··· The records

PR #4443, opened 2025-03-22
Add missing 'limits' and 'algorithm' includes

### LINKED ISSUE #4442: Missing `#include <limits>` in v9.6.0
Apologies for terseness but I think that this issue is so trivial that it requires a few words to explain.

### Problem

Proj 9.6.0 build fails due to missing `std::numeric_limits` template. 

### Solution

Include `limits` header file (https://en.cppreference.com/w/cpp/types/numeric_limits).

### Patch
```
--- a/src/crs_to_crs.cpp
+++ b/src/crs_to_crs.cpp
@@ -33,6 +33,7 @@
 #include <math.h>
 
 #include <algorithm>
+#include <limits>
 
 #include "proj/internal/internal.hpp"
 
--- a/src/trans.cpp
+++ b/src/trans.cpp
@@ -33,6 +33,8 @@
 #include "proj_internal.h"
 #include <math.h>
 
+#include <limits>
+
 #include "proj/internal/io_internal.hpp"
 
 inline bool pj_coord_has_nans(PJ_COORD coo) {
```

rouault:
and add CI test to check for that (borrowed from GDAL)

Fixes #4442

### DIFF
--- a/src/trans.cpp
+++ b/src/trans.cpp
@@ -33,6 +33,9 @@
 #include "proj_internal.h"
 #include <math.h>
 
+#include <cmath>
+#include <limits>
+
 #include "proj/internal/io_internal.hpp"
 
 inline bool pj_coord_has_nans(PJ_COORD coo) {
--- a/.github/workflows/code_checks.yml
+++ b/.github/workflows/code_checks.yml
@@ -65,6 +65,15 @@ jobs:
           # Do not fail the job. This is just used as a tool to monitor how we are regarding recent cppcheck
           ./scripts/cppcheck.sh || /bin/true
 
+  code_quality_checks:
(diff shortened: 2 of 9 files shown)


src/trans.cpp
```diff
@@ -33,6 +33,9 @@
 #include "proj_internal.h"
 #include <math.h>
 
+#include <cmath>
```
jjimenezshaw, line 36: [minor] There is an include <math.h> a few lines above. Is there any difference?

rouault: yes, the scripts check that if std::isnan / isinf / isfinie is used, cmath is included.  Including math.h itself will not bring those symbols. I suspect cmath is already included indirectly here.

······

Everything in the listing should be transcribed exactly.

PR #4443, opened 2025-03-22
Add missing 'limits' and 'algorithm' includes

### LINKED ISSUE #4442: Missing `#include <limits>` in v9.6.0
Apologies for terseness but I think that this issue is so trivial that it requires a few words to explain.

### Problem

Proj 9.6.0 build fails due to missing `std::numeric_limits` template. 

### Solution

Include `limits` header file (https://en.cppreference.com/w/cpp/types/numeric_limits).

### Patch
```
--- a/src/crs_to_crs.cpp
+++ b/src/crs_to_crs.cpp
@@ -33,6 +33,7 @@
 #include <math.h>
 
 #include <algorithm>
+#include <limits>
 
 #include "proj/internal/internal.hpp"
 
--- a/src/trans.cpp
+++ b/src/trans.cpp
@@ -33,6 +33,8 @@
 #include "proj_internal.h"
 #include <math.h>
 
+#include <limits>
+
 #include "proj/internal/io_internal.hpp"
 
 inline bool pj_coord_has_nans(PJ_COORD coo) {
```

rouault:
and add CI test to check for that (borrowed from GDAL)

Fixes #4442

### DIFF
--- a/src/trans.cpp
+++ b/src/trans.cpp
@@ -33,6 +33,9 @@
 #include "proj_internal.h"
 #include <math.h>
 
+#include <cmath>
+#include <limits>
+
 #include "proj/internal/io_internal.hpp"
 
 inline bool pj_coord_has_nans(PJ_COORD coo) {
--- a/.github/workflows/code_checks.yml
+++ b/.github/workflows/code_checks.yml
@@ -65,6 +65,15 @@ jobs:
           # Do not fail the job. This is just used as a tool to monitor how we are regarding recent cppcheck
           ./scripts/cppcheck.sh || /bin/true
 
+  code_quality_checks:
(diff shortened: 2 of 9 files shown)


src/trans.cpp
```diff
@@ -33,6 +33,9 @@
 #include "proj_internal.h"
 #include <math.h>
 
+#include <cmath>
```
jjimenezshaw, line 36: [minor] There is an include <math.h> a few lines above. Is there any difference?

rouault: yes, the scripts check that if std::isnan / isinf / isfinie is used, cmath is included.  Including math.h itself will not bring those symbols. I suspect cmath is already included indirectly here.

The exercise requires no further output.